第23話 亡き者に囚われるな、去りし時に惑うな

 さっきまでよりは少し真面目そうな表情で惠美を覗きこむ紀恵。惠美は膝に置いた手に力が入り視線を落とす。あの頃の記憶が惠美の心臓の鼓動を早める。背中に冷たいものを感じる。

 つばを飲み込み、一言ごとに息を強く吐き出すように話す。


「実は私と槇子さんには共通点があるんです。ごく簡単にお話しします。

 以前、私は同じ学年で付き合っている子がいて…… 槇子さんもその子のことが好きで」


 それだけで充分に槇子には辛い恋だろう。アラサーと現役高校生では勝負になるまい。いささか同情的なため息が紀恵の口から洩れる。


「……三角関係」


 惠美は膝の上に置いた手をタイツごと強く握る。俯いた顔が更に俯く。瞳から生気が消えていく。


「その子は………… 去年、自殺しました」


「!!…… なんてこった…… 自殺……」


 少し大げさに呻いた紀恵はシートに深く身を預け直し、脚を組む。おそらく全くの無意識のうちにスーツのポケットから細い煙草を取り出し、小洒落たガスライターで点火する。


「そりゃ…… くそ……」


 どこか遠くを眺めながら紀恵は一服二服深く紫煙を吸いこみ吐き出す。鉛のように重い沈黙と煙草の臭いが車内を満たす。

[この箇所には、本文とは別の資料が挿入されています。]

PR #90, opened 2019-12-10
Return option for loop subdivision

janper:
If the loop subdivision function fails because of invalid input mesh (not triangulated or non-manifold), the interpreter doesn't hang but stops gracefully and allows the user to set proper parameters.

We might consider returning a more verbose refusal than `None` but I don't know how :-/ For the time being, this seems to be good enough.

### DIFF
--- a/src/mesh/smoothing.rs
+++ b/src/mesh/smoothing.rs
@@ -318,9 +318,12 @@ pub fn loop_subdivision(
                     mid_vertex_indices[edge_index] = Some(mid_vertex_index);
                 }
 
-                let mid_v1v2_index = mid_vertex_indices[0]?;
-                let mid_v2v3_index = mid_vertex_indices[1]?;
-                let mid_v3v1_index = mid_vertex_indices[2]?;
+                let mid_v1v2_index =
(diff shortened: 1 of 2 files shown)


src/mesh/smoothing.rs
```diff
@@ -320,12 +318,9 @@ pub fn loop_subdivision(
...
 
-                let mid_v1v2_index =
-                    mid_vertex_indices[0].expect("Must have been produced by earlier loop");
-                let mid_v2v3_index =
-                    mid_vertex_indices[1].expect("Must have been produced by earlier loop");
-                let mid_v3v1_index =
-                    mid_vertex_indices[2].expect("Must have been produced by earlier loop");
+                let mid_v1v2_index = mid_vertex_indices[0]?;
+                let mid_v2v3_index = mid_vertex_indices[1]?;
+                let mid_v3v1_index = mid_vertex_indices[2]?;
```
yanchith: Did this really crash here or you just weren't sure? From what I remember this really shouldn't happen, unlike the other condition that you fixed.

yanchith (commented):
Looks good! One question...

yanchith (approved):

PR #92, opened 2019-12-10
Fix collinearity, barycentric coordinates and point-in-line evaluation

janper:
There were several mathematical misconceptions in the affected functions. This PR should fix them and prepare to be used in compound operations, such as voxelization.


src/geometry.rs
```diff
@@ -27,7 +27,7 @@ pub fn compute_barycentric_coords(
     let ys = Vector3::new(ac.y, ab.y, pa.y);
     let ortho = xs.cross(&ys);
 
-    if f32::abs(ortho.z) < 1.0 {
+    if f32::abs(ortho.z) == 0.0 {
```
yanchith: One question remains... `==` vs `approx_eq`?

src/geometry.rs
```diff
@@ -39,11 +39,18 @@ pub fn compute_barycentric_coords(
...
+pub fn are_points_collinear(v0: &Point3<f32>, v1: &Point3<f32>, v2: &Point3<f32>) -> bool {
+    if v0.coords.relative_eq(&v1.coords, 0.0001, 0.0001)
+        || v0.coords.relative_eq(&v2.coords, 0.0001, 0.0001)
+    {
+        return true;
+    }
+    let n1 = v1 - v0;
+    let n2 = v2 - v0;
+    let cross = n1.cross(&n2);
+    cross.relative_eq(&Vector3::zeros(), 0.001, 0.001)
```
yanchith: This `relative_eq` has a different number of zeros than the ones above :smile: Can't we use default epsilon here?

yanchith (commented):
Looks good! A couple of questions.

src/geometry.rs
janper: you decide...

src/geometry.rs
janper: intentionally. the tolerance can be more benevolent for points (we don't know their scale) and should be more strict for vectors.
btw, i'm not sure how to use default epsilon with nalgebra - they always use number literals in their examples.

src/geometry.rs
yanchith: I'd go for approx for floats instead of  `==` 99% of the time.

src/geometry.rs
yanchith: > btw, i'm not sure how to use default epsilon with nalgebra - they always use number literals in their examples.

same as us, `nalgebra` leans on the `approx` crate for float comparisons. `approx` defines the following macros that fill in the default epsilons for you:

- `relative_eq!`
- `ulps_eq!`
- `abs_diff_eq!`

We should go for relative_eq most of the time.

https://docs.rs/approx/0.3.2/approx/macro.relative_eq.html

https://play.rust-lang.org/?version=stable&mode=debug&edition=2018&code=use%20nalgebra%3B%20%2F%2F%200.19.0%0Ause%20approx%3B%20%2F%2F%200.3.2%0A%0Afn%20main()%20%7B%0A%20%20%20%20let%20a%20%3D%20nalgebra%3A%3AVector3%3A%3Anew(1.0%2C%202.0%2C%203.0)%3B%0A%20%20%20%20let%20b%20%3D%20nalgebra%3A%3AVector3%3A%3Anew(1.0000000000000001%2C%202.0%2C%203.0)%3B%0A%20%20%20%20if%20approx%3A%3Arelative_eq!(a%2C%20b)%20%7B%0A%20%20%20%20%20%20%20%20println!(%22relative%20eq%22)%3B%0A%20%20%20%20%7D%20else%20%7B%0A%20%20%20%20%20%20%20%20println!(%22not%20relative%20eq%22)%3B%0A%20%20%20%20%7D%0A%7D

yanchith: The important thing to realize is that there are traits for floating point comparisons that approx defines and nalgebra implements. That is why you can use approx macros with nalgebra types.

src/geometry.rs
```diff
@@ -39,11 +39,18 @@ pub fn compute_barycentric_coords(
...
-pub fn are_points_colinear(v0: &Point3<f32>, v1: &Point3<f32>, v2: &Point3<f32>) -> bool {
-    let v0_normalized = v0.coords.normalize();
-    let v1_normalized = v1.coords.normalize();
-    let v2_normalized = v2.coords.normalize();
-    v0_normalized == v1_normalized && v0_normalized == v2_normalized
+///
+/// http://www.ambrsoft.com/TrigoCalc/Line3D/LineColinear.htm
+pub fn are_points_collinear(v0: &Point3<f32>, v1: &Point3<f32>, v2: &Point3<f32>) -> bool {
+    if v0.coords.relative_eq(&v1.coords, 0.0001, 0.0001)
+        || v0.coords.relative_eq(&v2.coords, 0.0001, 0.0001)
```
yanchith: We should also use default epsilons here:
```rust
    if approx::relative_eq!(v0, v1) || approx::relative_eq!(v0, v2) {
        return true;
    }
```

I checked and the tests pass.

yanchith (dismissed):

yanchith:
By the way, you don't need to extract coords from points to compare. Points can be compared directly.

yanchith (approved):

PR #93, opened 2019-12-10
Styling

yanchith:
The PR adds a new theme (`funky`), changes the font to a monospace one, and tweaks little details pretty much everywhere.


yanchith:
@janper I actually screwed up. Previously the background color wasn't light orange, but truly white, because I failed at math :joy: 

I now committed the fix, but please verify you like the new, fixed visuals better. I do, personally.

yanchith:
I noticed one more problem - selecting variables in combo boxed is unreadable in the funky theme. I'll try to see if that can be fixed.

janper (approved):
It looks great and I also like that we have an option to use the dark theme.

PR #342, opened 2016-07-23
allowed no --location if location cache argument present

Devagamster:
Fixes:
- Requiring location argument even when location cache is specified


solderzzc:
great !

PR #353, opened 2016-07-23
Displays minutes as well as seconds in the output

Grace:
Short Description: 
Displays minutes as well as seconds in the output. If seconds are > 60.0, time is displayed in minutes.


solderzzc:
This looks good for me.

PR #354, opened 2016-07-23
ignore certain pokemon from being collected

mzupan:
Short Description: 

This allows the user to create a `./data/catch-ignore.yml` file that looks like

```
ignore:
  - Pidgey
  - Rattata
  - Pidgeotto
  - Spearow
  - Ekans
  - Zubat
```

It will remove the ignored pokemon from the cell data so it won't even collect.

The idea is we probably don't want to run up candy numbers on common pokemon

### DIFF
--- a/.gitignore
+++ b/.gitignore
@@ -96,3 +96,4 @@ info.json
 inventory.json
 pokedex.json
 web/catchable.json
+data/catch-ignore.yml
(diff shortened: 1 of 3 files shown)


solderzzc:
Many thanks, this is wanted PR.

haykuro:
you need to add the import for `yaml` into `requirements.txt`

```
  File "pokecli.py", line 43, in <module>
    from pokemongo_bot import PokemonGoBot
  File "/Users/a206450328/Documents/Repositories/pgo/PokemonGo-Bot/pokemongo_bot/__init__.py", line 9, in <module>
    import yaml
ImportError: No module named yaml
```

PR #357, opened 2016-07-23
[ Feature ] multi user support

haykuro:
Allows you to run multiple instances of the bot and see the output correctly in the web interface.

Must configure the array found in [`index.html`](https://github.com/haykuro/PokemonGo-Bot/blob/feature/multi-user-support/web/index.html#L23-L28).

such as:
```
var users = [
  'user1',
  'user2',
  'user3'
];
```

# Preview:

out

# Fixes:

Not only does this let you monitor all your accounts on one map, it's also a fix for a big file i/o bug where if you run multiple bots on 1 machine you'll experience a race condition when they fight for the output files.

### DIFF
--- a/pokemongo_bot/__init__.py
+++ b/pokemongo_bot/__init__.py
@@ -73,11 +73,11 @@ class PokemonGoBot(object):
             # Sort all by distance from current pos- eventually this should build graph & A* it
             cell['catchable_pokemons'].sort(key=lambda x: distance(self.position[0], self.position[1], x['latitude'], x['longitude']))
             for pokemon in cell['catchable_pokemons']:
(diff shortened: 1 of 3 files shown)


TheSavior:
The need for listing an array of the users is so that the frontend knows the filenames to request. Ideally we can get rid of that need. What if we write the username to the file on startup, and listen for script exit to remove ourselves from that list?

solderzzc:
What will happen when this two account don't in one map cell, I just wondering lmao

solderzzc:
I'm ok with this commit. Many thanks :)

haykuro:
@solderzzc looks kinda like this:

image

PR #388, opened 2016-07-23
Corrected Pokeball usage

millejosh:
Short Description: 

Fixes:
- 
- 
- 

Corrected Pokeball issue preventing great/ultra ball usage


solderzzc:
without .value the value will not be int.

millejosh:
@solderzzc Yeah it messes with the readout when you first launch but it actually uses them correctly now

Still trying to figure out how to do both.

PR #398, opened 2016-07-23
Avoid using uninitilized variable

VirtualSatai:
Short Description: 
In some cases, if dist > 10, then the local variable position, would not be initilized, but still used. Since the global position (self.position) is updated in the if statement, we can simply use the self.position later on.

Fixes:
- Havn't made an issue for the problem.


solderzzc:
the description is very good. please help to review code:)

VirtualSatai:
@solderzzc Will do :)

PR #419, opened 2016-07-23
ensure cell has pokestops before trying to iterate over them

julesferreira:
`Uncaught TypeError: Cannot read property 'length' of undefined.`


jtdroste:
lgtm - merging.

Thanks!

brantje:
After this merge i don't see any pokestops at all

PR #439, opened 2016-07-23
Pokeballs count fix.

necrozis:
Short Description: 
Fixing # get player balls stock
Fixes:
Fixing # get player balls stock


Shoh:
These same changes were made in #388 and I believe it got reverted a few minutes after it got merged.  Not sure about all the issues it causes but the comments seem to suggest the logging will be messed up since it's not an int

PR #456, opened 2016-07-23
change walking_hook with flush

xtrsyz:
Short Description: 
change walking_hook process with flush
Fixes:
- 
- 
-


solderzzc:
currently we don't accept pull request on master, all work are based on dev branch.
let me close this.
Walk_hook is not possible in dev branch since we don't track 3rd pgoapi for now, just download when use it.

PR #1421, opened 2016-07-28
Bulk processing.

alxnegrila:
Short Description: 
Check that bot(s) are frequently running.
Add new users easy.
Restart running bots easy.


solderzzc:
We shouldn't encourage user to start multiple instance.
👎

TheSavior:
I agree with that and think we also don't want to switch to a user's fork of the web module. 

👎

「ですから…… 私たち、彼女に置いて行かれた…… 取り残された者なんです。そういう意味では似た者同士なのかも、知れません……」


 惠美はフロントグラス越しに見える車と打放うちっぱなしコンクリートの壁を無表情に眺め、青ざめた顔で呟いた。


 眼鏡を直し紀恵がようやく口を開く。今までと違った重たい口調で。やはりフロントグラスの向こうの車と壁を眺めながら。


「三角関係に悩んでたの? その彼女さん」


「私は槇子さんの存在も知りませんでしたし、彼女も――多喜という名前なんですが、そんな素振りは見せてませんでした。槇子さんも多喜が誰かと付き合ってることさえ知らなかったそうです。それに、槇子さんの話だと慎重に自分の気持ちを隠し通せていたと断言していたので、多喜は槇子さんの気持ちに気付いていなかったんじゃないかなって。多喜は三角関係に気付いていなかったと私は思ってます」


「しかしあいつはしょっちゅう心の声をだだ漏らしにするから、あてになるかな。でも、それを知らなかったとしたら…… だとしたら、じゃなんで……」


「わかりません。遺書らしきものも何もなかったそうで…… 私にも槇子さんにも何のメッセージもなく……」


 紀恵が咥え煙草のまま脚を組み直して腕を組み、なんだかつまらなさそうな、かつ物思いに耽っているような顔で呟く。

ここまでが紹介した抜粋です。